One of the most important options featured on the Lookup Transform is the Cache Mode. By understanding the differences between these choices, you can be sure to pick the option that best suits your ETL needs.

image

 

Using the Full Cache Option (Default)

The Full Cache option tell SSIS to consume all your reference data into memory and then perform its lookups on that data. This has the benefit of only hitting the database once to fetch the data but can cause delay on package start-up as all the lookup data will have to be loaded prior to executing the package. You can optimise this by using a SQL Command to fetch only the columns you need but as you can imagine, a dimension with > 1million rows will take some time to cache and this is before you have even done any lookups!

Be aware that if you cannot fit your entire reference set into memory your package will FAIL!! SSIS cannot spool data out to disk if Full Cache is chosen and there is no graceful way of handling this error either. Luckily there is a great blog on how to calculate the cache size here.

Use this option when:

  • You want to avoid excessive traffic to your database or it is remote
  • You have a small reference table that can be cached quickly
  • You can fit your whole lookup dataset into memory

 

Using the Partial Cache Option

The Partial Cache is a good half way house. This option will tell SSIS to fetch the data at runtime, meaning a quicker start-up time but also a lot more queries to the database. Any value not currently in the cache will be queried for in the database and then stored in the cache, making it available for future lookups. The efficiency here comes from not having to charge the cache on package start-up and then also from having any previously fetched items stored in memory. One very specific benefit the partial cache has is that if your lookup table is being written to during the data flow, the full cache wouldn’t see those rows as it only queries the database once prior to execution. The partial cache however works perfectly here as it will see all the rows in the table at runtime.

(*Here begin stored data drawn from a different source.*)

PR #28, opened 2017-05-13
Fix seeking in timeshift

rbuehlma:
In case of re-aligning the segments, use the first PTS as starting
point.

Use double instead of float


rbuehlma:
Need to use different branch -> close this PR

PR #30, opened 2017-05-14
Do not seek past live stream

rbuehlma:
With this patch, Kodi will continue playing the live stream from its current position (minus ~12 seconds) instead of freezing the stream in case of seeking too far.

In my opinion,
caps.m_supportsSeek = session && !session->IsLive();
could with this patch be changed to
caps.m_supportsSeek = session;

Due to a conflict, this PR includes:
https://github.com/peak3d/inputstream.adaptive/pull/29


rbuehlma:
Rebased

rbuehlma:
Does not work anymore with current master. -> Closing PR

PR #32, opened 2017-05-16
change to automatic depends set on addon.xml

AlwinEsch:
Related to kodi Pull Request xbmc/xbmc#12029

Not merge in before is in Kodi!


AlwinEsch:
Can be merged in, if OK. Kodi include now related changes.

PR #35, opened 2017-05-22
Update on kodi to addon interface

AlwinEsch:
Related to xbmc/xbmc#12143


AlwinEsch:
What is with this and #33?

PR #62, opened 2017-09-06
Unload wv

GTechAlpha:
WV is not unloaded on exit.


peak3d:
There was a reason why I commented this part out, have to investigate.

PR #63, opened 2017-09-06
Recursively search for decrypters

GTechAlpha:
Does not find libssd_wv in the lib sub-directory of addon directory.

### DIFF
--- a/src/main.cpp
+++ b/src/main.cpp
@@ -1486,15 +1486,20 @@ void Session::GetSupportedDecrypterURN(std::string &key_system)
 
   std::vector<kodi::vfs::CDirEntry> items;
 
-  for (std::vector<std::string>::const_iterator path(searchPaths.begin()); !decrypter_ && path != searchPaths.end(); ++path)
+  for (std::size_t p(0); !decrypter_ && p < searchPaths.size(); ++p)
   {
-    kodi::Log(ADDON_LOG_DEBUG, "Searching for decrypters in: %s", path->c_str());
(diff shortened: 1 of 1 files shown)


MilhouseVH:
Why not just move `libssd_wv` into the root where it is now expected (since about version 2.0.16), and ensure the addon is being packaged using the correct locations? There's no need to search recursively - if `libssd_wv` is where it's expected to be it either doesn't exist, or the addon isn't packaged correctly.

GTechAlpha:
~~LibreELEC package still places it in lib sub-directory~~.

I see that you updated the package - thanks for that. I think recursively searching would still be beneficial for possible future inconsistencies.

MilhouseVH:
I can see why you'd suggest that, but it's unnecessary complexity to resolve what would be a packaging error.

If you were to upgrade to the latest version of this addon, then `libssd_wv` should be found in two possible locations (`/usr/lib` on Linux, or the addon root) and nowhere else, in which case searching recursively is unnecessary complexity and overhead.

GTechAlpha:
The code is fairly simple. If the lib is found in one of the default search locations, the search stops, taking no extra time. If not, the search attempts to find it recursively.

peak3d:
Sorry, I see no reason for this and it could break things for users who store old libssd_wv's in a temp child folder

GTechAlpha:
That's fine. For the record, an old lib would only be used if a lib was not first found one of the default search directories.

PR #66, opened 2017-09-08
[RFC] [tryfix] segmented ttml

stefansaraev:
while working on an addon for local VOD provider, I noticed subtitles were not working at all.

they are referenced in an ism manifest as
```
<StreamIndex Type="text" Language="BUL" Name="textstream_BUL_CAPT" Subtype="CAPT" Chunks="61" QualityLevels="1" Url="QualityLevels({bitrate})/Fragments(textstream_BUL_CAPT={start time})">
```

fragment sample: http://sprunge.us/TeDJ

this is a quick (incomplete but works for me (tm)) attempt to adapt the TTML parser.

### DIFF
--- a/src/parser/TTML.cpp
+++ b/src/parser/TTML.cpp
@@ -74,6 +74,8 @@ start(void *data, const char *el, const char **attr)
           }
           if (strcmp(el, "br") == 0)
             ttml->m_strXMLText += "\n";
+          if (strcmp(el, "p7:br") == 0)
+            ttml->m_strXMLText += "\n";
         }
         else if (strcmp(el, "p") == 0)
         {
@@ -84,7 +86,11 @@ start(void *data, const char *el, const char **attr)
           {
             if (strcmp((const char*)*attr, "begin") == 0)
               b = (const char*)*(attr + 1);
+            if (strcmp((const char*)*attr, "p7:begin") == 0)
+              b = (const char*)*(attr + 1);
             else if (strcmp((const char*)*attr, "end") == 0)
+              e = (const char*)*(attr + 1);
+            else if (strcmp((const char*)*attr, "p7:end") == 0)
               e = (const char*)*(attr + 1);
             else if (strcmp((const char*)*attr, "xml:id") == 0)
               id = (const char*)*(attr + 1);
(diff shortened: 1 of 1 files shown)


stefansaraev:
removed an early reurn in TTML2SRT::Parse which caused subtitles to be rendered all over the screen.

src/parser/TTML.cpp
```diff
@@ -208,12 +208,9 @@ bool TTML2SRT::Parse(const void *buffer, size_t buffer_size, uint64_t timescale,
   XML_SetElementHandler(parser, start, end);
   XML_SetCharacterDataHandler(parser, text);
 
-  XML_Status retval = XML_Parse(parser, (const char*)buffer, buffer_size, done);
+  XML_Parse(parser, (const char*)buffer, buffer_size, done);
   XML_ParserFree(parser);
 
-  if (retval == XML_STATUS_ERROR)
```
peak3d: I don't understand this removal

stefansaraev: without this removal, (non-english) subtitles are rendered once they are parsed like this: http://imgur.com/a/wFkcO

I could not find the root cause, but removing the return fixes the issue

here is a [bulgarian](https://test.net.in/Fragments(textstream_BUL_CAPT=14400000000)) fragment sample (does not match the screenshot above but you get the idea) that broke

another [english](https://test.net.in/Fragments(textstream_eng_SUBT=14400000000)) sample that worked

stefansaraev: just to add, as a workaround, we adapted our addon to download external .dfxp subtitle file, convert it to srt and and tell the player to use load external subs. so this is not high prio. would be nice if you have an idea what's the root cause :)

peak3d: ok, thanks for providing samples!

stefansaraev: first commit is still needed. it makes (at least) english subs work. I can drop the second one for now if you want me to.

peak3d:
let me read first a little bit about expat / namespaces

stefansaraev:
@peak3d updated. moved the return where it belongs. should be ok now ?

stefansaraev:
better fix was pushed to master, I'll close this. thanks @peak3d

PR #68, opened 2017-09-09
[fix] set default TimeScale

stefansaraev:
I've got ism manifests where TimeScale parameter is omitted,
according to https://msdn.microsoft.com/en-us/library/ee673438 it is optional
and should default to 10000000 if omitted

this fixes an issue where it's impossible to seek with such manifests


peak3d:
thx @stefansaraev

PR #125, opened 2018-03-04
[appveyor] add WindowsStore 

Rechi:
@afedchin @notspiff FYI


afedchin:
x64-uwp and arm-uwp are enough.

Rechi:
removed x86-uwp

PR #820, opened 2021-10-10
[WebVTT] Moved WebVTT management to Kodi core

CastagnaIT:
The goal is to remove the dummy parser from ISA, and thus provide full subtitle support from Kodi core.

This is part of Kodi PR: https://github.com/xbmc/xbmc/pull/20244
and must be merged only when the mentioned PR will be merged in Kodi master.

~ATM the above mentioned PR is not ready and not updated with my local sources, to continue i am forced to wait for the merge of a another third PR, so i leave as a draft in case of early reviews.~

This change has been tested in two ways:

* For WebVTT text format type case with:
Net***x addon (data as file)
Disn€y+ addon (segmented data)

* For WebVTT "MP4" (ISO/IEC 14496-30:2014) format type case with:
http://media.axprod.net/ExoPlayer/Captions2/Manifest.mpd

Ref. discussion issue #773


matthuisman:
pretty cool!
Any idea if TTML will be able to do the same?

CastagnaIT:
certainly possible, the hardest part is creating the parser in Kodi from scratch as i have done with this

CastagnaIT:
i have make the PR as ready for review
but in any case we have to wait the merge of PR https://github.com/xbmc/xbmc/pull/20244
in the meantime, now you are able to test this change, because i have finally updated PR https://github.com/xbmc/xbmc/pull/20244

Additional performance can be gained by making use of the Miss Cache. This option (found on the advanced page) allows a portion of the cache to be reserved for rows that don’t have a match in the database. SSIS will then know not to look for these rows again, thereby saving any unnecessary queries.

Use this option when:

  • You have a small reference set not worth charging a full cache for
  • You want to optimise your cache for more frequently accessed rows.
  • Your reference table is being updated within your dataflow.

 

Using the No Cache Option

Finally, No Cache literally means that no data will be cached. This means that every single row will be looked up against the database, even if that row has already been looked up before.

Use this option when:

  • You only need to process a small number of rows
  • You have severe memory limitations
  • For some reason, the partial cache wasn’t a better option

 

The Cascading Lookup Pattern

A nice way of optimising your lookups is to combine a full and partial cache creating what is known as a Cascading Lookup. The idea here is to use the full cache to store a subset of your reference data that is frequently looked up and then a partial cache for the rest. This works because the full cache shouldn’t take too long to charge, as it’s only a subset of the data, but will still have the benefits of being in memory. The partial cache will be used for the larger, non-frequently looked up data as it will have no charging time but can also make use of the cache to avoid querying the database twice for the same lookup value. An added benefit is that if the reference table is written to during the data flow, these rows will be caught by the partial cache lookup.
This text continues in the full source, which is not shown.